One study reveals that bad experiences with food, such as a dodgy curry that makes us sick for days, cause a change in the brain that means we never want to eat it again.
Researchers in the UK have been able to replicate the effect of a negative experience on eating behavior, using sugar-loving snails as models in the laboratory.
They used an “aversive workout,” which consisted of touching the screws on the head when sugar appeared, as a substitute for food poisoning in humans, while filming.
Aversive training triggered a switch to suppress appetite which meant the snails refused to feed on sugar, even with hunger.
Experts think something similar is happening, leading to a specific “persistent physiological change” of a certain food for the rest of our lives.

This tikka masala chicken sprinkled four years ago may make us never want to eat the dish, and researchers think they know why
“Indeed, a switch has been activated in the brain, which means that the snail no longer eats sugar when it is presented to it, because now the sugar suppresses instead of activating the food,” said the author of the study, Dr.
Snails like sugar and usually start feeding on it as soon as it is introduced to them, just like humans when they see sugary sweets in the kitchen.
“The screws provide us with a similar but exceptionally basic model of how human brains work,” said Professor George Kemenes, also of the University of Sussex.
“In our research, the negative experience the snail had with sugar could be compared to eating a bad curry to take away, which leaves us out of this dish in the future.”
Despite their primitive appearance and reputation, there is a snail brain that prevents them from eating too much.

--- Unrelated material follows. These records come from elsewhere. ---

PR #2861, opened 2025-03-19
fix: restore connect task for satellite to fix broken multi-type scans

infinitewarp:
Before this change, standalone scans for each type (Satellite, network, etc.) all worked fine in isolation. However, if you created a scan with multiple types of sources, and one of those types included Satellite which recently stopped using connect scan tasks, the overall scan would fail because the task models had an inconsistent API across different source types. That problem was introduced in b4999fde72c35b1d0712b529d2f6b92ac0ff12bf via <https://github.com/quipucords/quipucords/pull/2845>.

This change restores the use of connect scan tasks for Satellite to preserve the old internal interface as still used by other source types. The restored use of the connect scan task is only superficial, though, and all "connect" logic for Satellite has still been moved out of its old connect task runner and into its inspect task runner. After we have performed similar refactoring work to the other source types, we should be able to fully remove the connect type scan task from *all* of the different source type task runners.

### DIFF
--- a/quipucords/api/scanjob/model.py
+++ b/quipucords/api/scanjob/model.py
@@ -20,7 +20,6 @@ from api.scan.model import Scan
 from api.scanjob.queryset import ScanJobQuerySet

One study reveals that bad experiences with food, like a splashed curry that makes us sick for days, cause a change in the brain that means we never want to eat it again.
This appetite suppressant switch (ASS) is controlled by a neuron, a highly excitable cell type that transmits information to parts of the body through electrical signals.
“There is a neuron in the snail’s brain that normally suppresses the feeding circuit,” Dr. Ildiko Kemenes said.
“This is important because the network is prone to activating spontaneously, even in the absence of food.”
“By suppressing the power circuit, you make sure the screw doesn’t just eat anything and everything.”
Researchers think something similar is happening to the human brain, which is believed to be a natural tactic to protect us from obesity (although some appetite suppressant switches are likely to work better than others).
Normally, when there is food, this neuron in the brain of the snails is inhibited so that feeding can begin.
After the aversive training of the hungry snails, the researchers found that this neuron reversed its electrical response to sugar and became excited instead of inhibiting it.
This increase in the activity of the excited neuron essentially caused the ASS, suppressing the appetite of the snails.
While important, this effect was only seen in sugar, which is why researchers have compared it to the lasting psychological effects of humans eating a specific food that makes them sick.

Researchers placed screws on Petri dishes and exposed them to sugar and “strong tactile stimuli in the head.”
When investigators presented the trained snails with a piece of cucumber, they found that the animal was still happy to eat it.
This showed that gentle head taps during aversive training were associated only with the particular type of food that was there at the time.
“We believe that in a human brain a similar change could occur in which particular groups of neurons reverse their activity in line with the negative association of a particular food,” said Professor George Kemenes. .
The research also revealed that when the neuron was completely removed from the trained snails, they ate sugar again.
“This suggests that the neuron is necessary for the expression of learned behavior and to alter the response to sugar,” said Dr. Ildiko Kemenes.
“However, we can’t rule out that the sugar-activated sensory pathway is also undergoing some changes, so we don’t make the assumption that this is all that’s going on in the brain.”
The study has been published in Current Biology.